_RECORDS PROVIDED_.
PR #900, opened 2024-04-14
Update Dockerfile

rohithreddykota:
fix iqsharp issues & add pkgs required for QuantumClassification tutorial

### DIFF
--- a/Dockerfile
+++ b/Dockerfile
@@ -17,7 +17,7 @@ RUN pip install -I --no-cache-dir \
         matplotlib \
         numpy \
         pytest \
-        traitlets==5.9.0 
+        traitlets==5.9.0 \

_WORK REQUEST_. Reproduce the data. Match each line exactly.

_ANSWER TO THIS TASK_.
PR #900, opened 2024-04-14
Update Dockerfile

rohithreddykota:
fix iqsharp issues & add pkgs required for QuantumClassification tutorial

### DIFF
--- a/Dockerfile
+++ b/Dockerfile
@@ -17,7 +17,7 @@ RUN pip install -I --no-cache-dir \
         matplotlib \
         numpy \
         pytest \
-        traitlets==5.9.0 
+        traitlets==5.9.0 \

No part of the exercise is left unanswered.